JDK-6526380 : Add API to access SIMD instructions
  • Type: Enhancement
  • Component: core-libs
  • Sub-Component: java.lang
  • Affected Version: 6
  • Priority: P4
  • Status: Closed
  • Resolution: Won't Fix
  • OS: windows_xp
  • CPU: x86
  • Submitted: 2007-02-19
  • Updated: 2011-02-16
  • Resolved: 2007-03-01
Related Reports
Relates :  
An API to access SIMD instructions.

We need an API to access SIMD instructions, take advantage of hardware acceleration of vector-math. On the latest CPUs vector-math is factor 4 faster, which makes Java look inferiour. This can relatively easily be fixed, when we gain access to these CPU instructions indirectly.

                       float[] op1, int off1,
                       float[] op2, int off2,
                       float[] dst, int offDst

                       FloatBuffer op1, int off1,
                       FloatBuffer op2, int off2,
                       FloatBuffer dst, int offDst

default (bytecode) implementation of this method would be:
dst[offDst+0] = op1[off1+0] + op2[off2+0];
dst[offDst+1] = op1[off1+1] + op2[off2+1];
dst[offDst+2] = op1[off1+2] + op2[off2+2];
dst[offDst+3] = op1[off1+3] + op2[off2+3];

These methods are turned into instrincs at runtime (like sun.misc.Unsafe), using the vector-instructions of the current platform.

With SIMD instructions one can do (theoreticly) 4 operations at a time.
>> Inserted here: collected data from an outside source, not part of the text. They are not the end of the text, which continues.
Issue #670, opened 2025-03-04
[Feature Request]: A way to redirect from one page to another just for specific anchors


shainaraskas:
### Prerequisites

- [x] I have searched existing issues to ensure this feature hasn't already been requested
- [x] I have tested using the latest version of docs-builder

### What problem are you trying to solve?

I have a page: 

https://docs-v3-preview.elastic.dev/elastic/docs-content/tree/main/deploy-manage/users-roles/cluster-or-deployment-auth/defining-roles

I moved a subset of the content that was planned for that page to a subpage:

https://docs-v3-preview.elastic.dev/elastic/docs-content/tree/main/deploy-manage/users-roles/cluster-or-deployment-auth/role-structure

we have links pointing to the anchors that have been moved to the subpage: 

-  roles-indices-priv
-  roles-global-priv
-  roles-application-priv
-  roles-remote-indices-priv
-  roles-remote-cluster-priv

we need a way to redirect those specific anchors to the new subpage, without redirecting the entire parent page to the new subpage.

### Proposed Solution

?

### How important is this feature to you?

Important

PR #3715, opened 2026-07-23
Add safe and selective backfill mode to changelog upload

cotti:
## Summary

Delivers the upload-path prerequisites for the release-notes backfill (items 1–3 of the epic's "Current system and prerequisites"): `changelog upload --backfill` now provides explicit file selection, create-only bundle writes, and strict registry failure semantics.

- **Explicit selection** (`ChangelogUploadService`): in backfill mode the operator supplies the exact bundle YAMLs via `--files` (comma-separated paths or a newline-delimited path list file, aligned with `changelog bundle --files`); there is no directory globbing. A selected file that cannot be mapped to a destination — missing, no `products`, invalid product — is an error that aborts the run before any write, never a silent skip.
- **Create-only writes** (`S3IncrementalUploader`): a new `S3WritePolicy.CreateOnly` writes bundle objects with a conditional PUT (`If-None-Match: *`). Identical remote content → skip (reported as such); different content → conflict, surfaced per key, never an overwrite. The ETag pre-check (existing `S3EtagCalculator`) is informative only — the conditional PUT is the race guard, so a concurrent create between inspection and write surfaces as a conflict (`412 PreconditionFailed`). There is intentionally no force flag; corrections are a separately approved workflow.
- **Registry failure semantics**: in backfill mode an unreconciled registry (S3 error or exhausted optimistic-concurrency retries) is an incomplete operation — it emits a clear error and fails the run. Conflicted objects are excluded from the registry refresh so the manifest never records content that is not actually published.

## Design notes

- **How backfill mode is surfaced**: a single `--backfill` flag switches the mode, with `--files` as its required selection input. The pairing is validated in `ChangelogUploadService` (testable regardless of caller): `--backfill` requires `--files` and `--artifact-type bundle` (the backfill publishes bundles only, per the epic), and rejects `--skip-etag-check`, whose forced re-upload semantics would turn every idempotent re-run into a conflict. `--files` without `--backfill` is rejected so live behavior cannot drift.
- **Why live behavior is untouched**: `S3WritePolicy` defaults to `Overwrite` and the create-only path is only reachable via `args.Backfill`; without the flag, discovery, overwrite, and best-effort registry refresh are byte-for-byte the previous code paths. Registries keep their existing concurrent conditional-update path (`If-Match`/`If-None-Match` + bounded retries) in both modes. Proven by the untouched pre-existing upload tests plus new explicit tests (`Upload_DefaultPolicy_DoesNotUseConditionalPut`, `Upload_Live_RegistryRefreshException_DoesNotFailUpload`).
- `docs/cli-schema.json` regenerated; supplemental docs updated (`docs/cli/changelog/cmd-upload.md`, `docs/development/changelog-bundle-registry.md`). Expected to conflict on the schema with the concurrent #670 PR — whoever merges second rebases and regenerates.

## Test plan

New tests in `Elastic.Documentation.Integrations.Tests` (uploader) and `Elastic.Changelog.Tests` (service orchestration), following the existing FakeItEasy `IAmazonS3` fake + `MockFileSystem` patterns:

- Exact selection: unselected files in the same directory are not uploaded; relative paths resolve against the bundle directory; multi-product bundles fan out per product.
- Create-only conflict: existing key with different content → run fails, object untouched, no registry write for the conflicted target.
- Skip on identical content: reported as skip, run succeeds, registry still reconciled.
- Concurrency race: conditional PUT loses (`412`) → conflict, not overwrite.
- Registry refresh failure (S3 exception and retry exhaustion) fails the backfill operation; the same failure in live mode remains a warning.
- Mode guards: `--backfill` without `--files`, with `changelog` artifact type, or with `--skip-etag-check`; `--files` without `--backfill`; missing selected file and productless selected bundle fail before any write.

Checks run locally: `dotnet format` clean · `./build.sh build --skip-dirty-check` ✓ · AOT publish with zero trim/AOT warnings ✓ · `./build.sh unit-test` 4,247 passed / 0 failed ✓ · schema diff empty ✓.

Closes elastic/docs-eng-team#668

### DIFF
--- a/docs/cli-schema.json
+++ b/docs/cli-schema.json
@@ -4305,7 +4305,7 @@
           ],
           "name": "upload",
           "summary": "Upload changelog entries or bundle artifacts to S3 or Elasticsearch.",
-          "notes": "Uses content-hash\u2013based incremental transfer \u2014 only changed files are uploaded.\n\n\nChangelog entries are uploaded once under changelog/{org}/{repo}/{branch}/{file}, keyed by the\nauthoring owner (--owner \u003E bundle.owner \u003E git remote), repository (--repo\n\u003E bundle.repo \u003E git remote), and branch (--branch \u003E the current checkout\u0027s\nbranch). The branch is stored verbatim, so a branch\u0027s / become real key separators. Bundles\nare uploaded under bundle/{product}/{file}, product-scoped from the bundle YAML, and do not\nrequire an owner/repo/branch.",
+          "notes": "Uses content-hash\u2013based incremental transfer \u2014 only changed files are uploaded.\n\n\nChangelog entries are uploaded once under changelog/{org}/{repo}/{branch}/{file}, keyed by the\nauthoring owner (--owner \u003E bundle.owner \u003E git remote), repository (--repo\n\u003E bundle.repo \u003E git remote), and branch (--branch \u003E the current checkout\u0027s\nbranch). The branch is stored verbatim, so a branch\u0027s / become real key separators. Bundles\nare uploaded under bundle/{product}/{file}, product-scoped from the bundle YAML, and do not\nrequire an owner/repo/branch.\n\n\n\nWith --backfill, the command switches to backfill publishing mode for historical bundles:\nonly the files named via --files are uploaded (no directory discovery), objects are written\ncreate-only (an existing key with different content is a conflict, never an overwrite), and a\nregistry manifest that cannot be reconciled fails the operation.",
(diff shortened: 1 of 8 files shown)


cotti:
Closing as superseded: create-only upload semantics remain a hard requirement, but they'll live inside the temporary `changelog migrate-from-web` command (elastic/docs-eng-team#736) rather than as a mode on `changelog upload`. The If-None-Match machinery here will be lifted into that PR.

While most modern CPUs perform the SIMD instruction in 2+ cycles internally, this yields great performance improvements. In the latest (and upcoming) x86 CPUs, these operations are performed in 1 cycle internally.

The performance of the HotSpot JIT is ever increasing, but the gap between VM and native executable using SIMD, is widening. In vector-based code, or other mathematical SIMD-friendly algorithms, the performance can be multiplied by 200% - 400%, depending on the CPU's SIMD implementation.

__Making the JIT perform this optimisation behind the scenes is not sufficient__

  Programmers can invent smart(er) ways of dealing with data to make it SIMD-friendly / SIMD-optimal, while the JIT might overlook cases, or considers it too complex.

float[] translate = new float[4];
float[] scale = new float[4];
float[] src = new float[vectors * 4];
float[] dst = new float[vectors * 4];

int end = vectors * 4;
for(int i=0; i<end; i+=4)
   SIMD.mul4(src, i, scale, 0, dst, i);
   SIMD.add4(src, i, translate, 0, dst, i);

EVALUATION For the Java platform, it would be very uncharacteristic to provide an API of this sort. The details of the SIMD intructions differ across archictures (and over time) and idioms that ran faster on some platforms could run slower on others. These sorts of tranformations are better left to the jvm, which can more flexibly accomodate any issues of alignment and padding, data dependancies, etc. Closing as will not fix.